藤原悠真が会社に到着した時、藤原陽菜とばったり出くわした。


藤原陽菜は、藤原悠真と藤原景子が既に帰国していたことを知らなかった。


突然の遭遇に、彼女の足が一瞬止まる。


藤原悠真も藤原陽菜を見て幾分驚いた様子だったが、出張から戻ったばかりだと解釈し、深くは考えなかった。


無表情で彼女を他人のように扱い、冷たくすれ違って会社に入って行った。


以前なら、彼の突然の帰国を知れば、藤原陽菜は大喜びしただろう。


こんな場面でも、抱きつくことはできなくとも、興奮と喜びを瞳に浮かべながら彼を見つめ、たとえ冷たくされても笑顔で「おはよう」と声をかけたものだ。


だが今、藤原陽菜は彼の整った顔を一瞥しただけで目を伏せ、かつての興奮や喜びはもう表情に浮かべなかった。


藤原悠真はそれに気付く間もなく、先に立ち去ってしまった。


その堂々とした背中を見ながら、藤原陽菜は思った。


いつ帰国したのかはわからないが、彼が戻ってきたなら、離婚の話もすぐに進むだろうか 。


決意を固めた彼女は、それ以上藤原悠真のことを考えず、自分のデスクに戻るとすぐに仕事に集中した。


30分後、神崎慎から電話がかかってきた。


「コーヒーを2杯淹れて、社長室に持ってきてくれ」と。


昔、藤原悠真に好かれるために、彼がコーヒーを好きだと知り、彼女はあらゆる工夫を凝らして研究した。

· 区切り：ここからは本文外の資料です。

PR #3884, opened 2021-11-03
Added ext:dev:deprecate and ext:dev:undeprecate commands.

apascal07:


src/commands/ext-dev-deprecate.ts
```diff
@@ -0,0 +1,77 @@
+import * as clc from "cli-color";
+
+import { Command } from "../command";
```
joehan, line 3: Super nit: I prefer to move all * imports to the top of this section.

src/commands/ext-dev-deprecate.ts
```diff
@@ -0,0 +1,77 @@
...
+  .option("-m, --message <deprecationMessage>", "deprecation message")
+  .option(
+    "-f, --force",
+    "override deprecation message for existing deprecated extension versions that match"
+  )
+  .before(requireAuth)
+  .before(ensureExtensionsApiEnabled)
+  .action(async (extensionRef: string, versionPredicate: string, options: any) => {
+    const { publisherId, extensionId, version } = refs.parse(extensionRef);
+    const baseExtensionRef = publisherId + "/" + extensionId;
```
joehan, line 27: This seems unnecessary - you immediately error out if the provided extensionRef isn't in this format, so you can probably just use that.

src/commands/ext-dev-deprecate.ts
```diff
@@ -0,0 +1,77 @@
...
+    }
+    if (!publisherId || !extensionId) {
+      throw new FirebaseError(
+        `Error parsing publisher ID and extension ID from extension reference '${clc.bold(
+          extensionRef
+        )}'. Please use the format '${clc.bold("<publisherId>/<extensionId>")}'.`
+      );
+    }
+    const { comparator, targetSemVer } = parseVersionPredicate(versionPredicate);
+    const extensionVersions = await listExtensionVersions(baseExtensionRef);
```
joehan, line 43: I'm ok with this approach - however, the backend does support > and < list filtering for ExtensionVersions. We use it for displaying releaseNotes in the CLI if you want an example

src/commands/ext-dev-deprecate.ts
```diff
@@ -0,0 +1,77 @@
...
+      }
+      const message =
+        extensionVersion.state === "DEPRECATED" ? ", will overwrite deprecation message" : "";
+      utils.logLabeledBullet(extensionVersion.ref, extensionVersion.state + message);
+      return true;
+    });
+    if (filteredExtensionVersions.length > 0) {
+      const confirmMessage =
+        "You are about to deprecate these extension version(s). Do you wish to continue?";
+      const consent = await promptOnce({
```
joehan, line 60: If --force is passed, this should not prompt, and instead should automatically continue

src/commands/ext-dev-deprecate.ts
```diff
@@ -0,0 +1,77 @@
...
+        message: confirmMessage,
+        default: false,
+      });
+      if (!consent) {
+        throw new FirebaseError("Deprecation canceled.");
+      }
+    } else {
+      throw new FirebaseError("No extension versions matched the version predicate.");
+    }
+    await utils.allSettled(
```
joehan, line 71: What happens if one of these calls errors? Do we report it correctly with this set up?

src/commands/ext-dev-undeprecate.ts
```diff
@@ -0,0 +1,72 @@
...
+/**
+ * Undeprecate all extension versions that match the version predicate.
+ */
+export default new Command("ext:dev:undeprecate <extensionRef> <versionPredicate>")
+  .description("undeprecate extension versions that match the version predicate")
+  .before(requireAuth)
+  .before(ensureExtensionsApiEnabled)
+  .action(async (extensionRef: string, versionPredicate: string, options: any) => {
+    const { publisherId, extensionId, version } = refs.parse(extensionRef);
+    const baseExtensionRef = publisherId + "/" + extensionId;
```
joehan, line 27: Same as above - probably unneeded

src/commands/ext-dev-undeprecate.ts
```diff
@@ -0,0 +1,72 @@
...
+    }
+    if (!publisherId || !extensionId) {
+      throw new FirebaseError(
+        `Error parsing publisher ID and extension ID from extension reference '${clc.bold(
+          extensionRef
+        )}'. Please use the format '${clc.bold("<publisherId>/<extensionId>")}'.`
+      );
+    }
+    const { comparator, targetSemVer } = parseVersionPredicate(versionPredicate);
+    const extensionVersions = await listExtensionVersions(baseExtensionRef);
```
joehan, line 43: Optional: Same as above - consider using the filter query param instead

joehan (approved):
Mostly LGTM - a few comments and things to consider, but nothing blocking.

src/commands/ext-dev-deprecate.ts
apascal07: Moved to top of local sources, I think that's what you meant?

src/commands/ext-dev-deprecate.ts
apascal07: I believe if one call errors out, the rest will finish successfully but the user will receive an error instead of the success message. Still not clear that some may have succeeded though. Do you think this is a problem?

src/commands/ext-dev-deprecate.ts
apascal07: Oh yeah, this is way better. Thanks for the suggestion!

src/commands/ext-dev-deprecate.ts
joehan: Ok - I think its Ok as is for now, but lets follow up and improve this error handling. Ideally, we should build a little rig to catch all the errors, and report which version were successfully deprecated/undeprecated, and which had errors.

For now, I suspect that the error rate once we get to this point is so low that it is not important to have nice error handling.

apascal07: I agree, not ideal UX right now, but the saving grace is that if let's say two of three versions fail to get deprecated and the user receives a "failed to deprecate" message, simply retrying the previous command will correctly deprecate the remaining versions whether it's with `--force` or not.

努力は報われ、彼は自宅でも会社でも、彼女の淹れるコーヒーを指定するようになった。


当時、藤原悠真が本当に自分のコーヒーを気に入ってくれたと知り、彼女は長い間興奮していた。


これが成功への第一歩だと思ったからだ。


しかし実際には、藤原悠真の彼女への嫌悪と警戒心を過小評価していた。


確かに彼は彼女の淹れるコーヒーは好きだった。


だが、それだけだった。


彼女自身に対しては、相変わらず冷たく、距離を置いていた。


だから、コーヒーを飲みたい時、彼は通常神崎慎を通じて連絡させ、淹れた後も神崎慎たちに取りに来させた。


彼女が近づく隙さえ与えなかった。


たまに神崎慎たちが忙しい時だけ、彼女は直接社長室に運ぶ機会を得た。


今回は、神崎慎の話し方から察するに、淹れたら直接藤原悠真に届けるようだ。


藤原陽菜はコーヒーを淹れ、トレイに載せて社長室に向かった。


ドアは開いていた。ノックしようとした瞬間、下瀬知絵が藤原悠真の膝の上に座っているのが見えた。


二人はキスをしているように見えた。


藤原陽菜の足が止まり、顔から血の気が引いた。


彼女の存在に気付いた下瀬知絵は慌てて藤原悠真から離れた。


藤原悠真の表情は険しく、「誰が来ていいと言った?」と冷たく言い放った。


藤原陽菜はトレイを強く握りしめ、「コーヒーをお持ちしただけです――」


「もういい、秘書」もう一人の秘書、田中涼太がちょうど到着した。


彼は藤原陽菜と藤原悠真の関係を知っていた。


「こんなことしても意味ないですよ」


直接は言わなかったが、藤原陽菜はその真意を悟った。


下瀬知絵が来ているのを知っていて、わざと邪魔をしに来たと思われているのだ。


藤原悠真の表情から察するに、彼も同じように考えているようだった。


以前なら、確かに彼女はそんなことをしたかもしれない。


だが今、離婚しようとしているのに、そんなことをするはずがない。


しかし、説明の機会は与えられなかった。田中涼太は冷たく言った。


「すぐに退出してください」


藤原陽菜の目が赤くなり、コーヒーカップが震えて中身がこぼれ、指を火傷した。


しかし声も出さず、その場を去った。


2歩歩いたところで、藤原悠真の声が再び響いた。


「次回があれば、会社に来る必要はなくなる」


彼女は既に辞表を出している。


この件がなくとも、後任が見つかり次第、すぐに会社を去るつもりだった。


だが、彼女に関してここで気にかける者などいない。


言っても無意味だ。


藤原陽菜は黙ってトレイを持ち、その場を離れた。去り際、下瀬知絵の優しい声が聞こえた。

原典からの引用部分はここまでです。